= TASK TO CARRY OUT =
Search the data below for lines that include the word "specs" and state how many there are, nothing else.

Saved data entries

Issue #1259, opened 2024-02-20
"dnf5 list" searches case-sensitively while dnf4 does not


ilikelinux69:
Example:

`dnf5 list '*exif*'` does not display `perl-Image-ExifTool.noarch`

Is this intentional, as in dnf4 it gets listed?

I just think we should have a consistent output for same search schemes in all options like dnf search, dnf repolist etc. 

See discussion:
https://discussion.fedoraproject.org/t/dnf-list-howto-display-case-insensitive-packages/105730/4

ppisar:
I would say it's on purpose. "dnf5 list" searches in package names and package names are case sensitive. It's a glob the same as shell glob for file names is also case sensitive. See dnf5-specs(5) manual page. Case insensitive search is provided in "dnf5 search" command which searches among more texts than the package name.

ppisar:
I discussed this issue with other DNF5 developers, and the resolution is that "dnf5 list" should behave insensitively.

PR #1273, opened 2024-02-26
Make info and list commane case insesitive

j-mracek:
It unifies behavior with repoquery command and DNF4

Closes: https://github.com/rpm-software-management/dnf5/issues/1259

Test: https://github.com/rpm-software-management/ci-dnf-stack/pull/1460

### DIFF
--- a/dnf5/commands/list/list.cpp
+++ b/dnf5/commands/list/list.cpp
@@ -43,10 +43,10 @@ void ListCommand::set_argument_parser() {
     auto & parser = ctx.get_argument_parser();
 
     auto & cmd = *get_argument_parser_command();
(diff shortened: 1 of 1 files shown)


ppisar:
The code looks good. However, I'd like also see documenting the behavior so that users do not have to guess. If there is no manual page, either add one, or amend the usage output like this:

~~~~
$ dnf5 list --help
[...]
Arguments:                      
  specs                         List of keys to match case insensitively
~~~~

ppisar:
Great.
The createrepo_c test failure (createrepo_c/zchunk.feature:43  create repository with zck metadata with bad package) is unrelated.

ppisar:
I tested the code locally.

PR #62, opened 2018-01-30
Search for address by postcode

irisfaraway:
https://eaflood.atlassian.net/browse/WC-100

Users should be able to get their address by searching with the postcode. This saves time typing in the address, but also ensures data that is more compliant with our standards. We use OS Places to provide this data.

WIP


irisfaraway:
They were green on my machine 😭

irisfaraway:
@Cruikshanks After 8 million years, and roughly as many commits, I think this is finally there. I know this is a big one so happy to talk through it in person or over the phone first.

app/services/address_finder_service.rb
```diff
@@ -0,0 +1,27 @@
...
+
+    begin
+      response = RestClient::Request.execute(
+        method: :get,
+        url: @url
+      )
+
+      JSON.parse(response)
+    rescue RestClient::BadRequest
+      Rails.logger.debug "OS Places: resource not found"
```
Cruikshanks: If OS places was down, would we fall into this rescue block? In which case it needs to send a notification toi Airbrake as well.

Cruikshanks: I did find this example https://stackoverflow.com/questions/25552239/webmock-simulate-failing-api-no-internet-timeout but I think its one for another time hence marked PR as approved.

PR #74, opened 2018-02-13
Provide an address manually

irisfaraway:
https://eaflood.atlassian.net/browse/WC-101

While we prefer users to add addresses using the OS Places API, some users will not be able to use it, for example if they are overseas, if their address is not listed or if the service is down. These users should be able to fill in a separate form with details of their address.


irisfaraway:
@Cruikshanks It's been a journey... happy to talk this through (more) in person. 😅

app/models/concerns/can_have_registration_attributes.rb
```diff
@@ -37,5 +37,15 @@ module CanHaveRegistrationAttributes
     field :declaration,                                     type: Integer # Unsure of type
     field :regIdentifier, as: :reg_identifier,              type: String
     field :expires_on,                                      type: DateTime
+
+    def contact_address
```
Cruikshanks: Nice helpers! 👍

app/services/address_finder_service.rb
```diff
@@ -20,7 +20,11 @@ def search_by_postcode
       :not_found
     rescue RestClient::ExceptionWithResponse => e
       Airbrake.notify(e)
-      Rails.logger.error "Os Places error: " + e.to_s
+      Rails.logger.error "OS Places error: " + e.to_s
```
Cruikshanks: Do you think there is any value tweaking the message for these errors to differentiate them in the log e.g. `OS Places response error` and `OS Places socket error`?

config/locales/forms/company_address_manual_forms/en.yml
```diff
@@ -0,0 +1,43 @@
+en:
+  company_address_manual_forms:
+    new:
+      heading_localAuthority: What's the address of the local authority or public body?
+      heading_limitedCompany: What's the address of the company?
+      heading_limitedLiabilityPartnership: What's the address of the limited liability partnership?
+      heading_partnership: What's the address of the partnership?
+      heading_soleTrader: What's the address of the individual?
```
Cruikshanks: Needs to be *What's the address of the business?*

app/services/address_finder_service.rb
irisfaraway: Sounds like a good idea to me. I'll tweak it now.

irisfaraway: @Cruikshanks Fixed!

PR #88, opened 2018-02-26
 Generate relative dates for seed files

irisfaraway:
When seeding registrations, we sometimes want their dates to be relative to the current date (eg 3 months ago) as opposed to a specific date (eg 26 February 2018). This change lets us specify relative dates in seed data and parse the seed data appropriately.

When we parse each JSON seed, check to see if the JSON's `date_flag` is set and then generate all time-sensitive dates based on the flag. Options are expired, in the renewal window or outside the renewal window.

If no `date_flag` is set, the script will load whichever dates are provided in the seed data.

### DIFF
--- a/db/seeds.rb
+++ b/db/seeds.rb
@@ -5,10 +5,17 @@
 # remains in that state without having to manually update the dates.
 
 def registered_date(flag)
+  # Resetting variables here so it's easier to read calculations below
+  expires_after = Rails.configuration.expires_after
+  renewal_window = Rails.configuration.renewal_window
+
   dates = {
-    expired: 37.months.ago,
-    in_renewal_window: 35.months.ago,
-    outside_renewal_window: 12.months.ago
+    # Registration should have expired 1 month ago
+    expired: expires_after.years.ago - 1.month,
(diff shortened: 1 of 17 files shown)


db/seeds.rb
```diff
@@ -1,10 +1,29 @@
...
-#   Mayor.create(name: 'Emanuel', city: cities.first)
+# This file adds seeds by parsing the JSON files in the db/seeds/ folder.
+
+# If a "date_flag" is set for a seed, we generate the dates dynamically.
+# This ensures a seed which is always intended to be in a time-sensitive state
+# remains in that state without having to manually update the dates.
+
+def registered_date(flag)
+  dates = {
+    expired: 37.months.ago,
```
Cruikshanks: Should these not be making use of the config values for expiry and renewal window to work out how many months to use? Or have I missed something?

irisfaraway: @Cruikshanks They should and that makes complete sense. I'll tweak that now.

irisfaraway: @Cruikshanks Should be sorted now. It's a little awkward to read but hopefully the comments clear it up.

= ANSWER SPACE =
2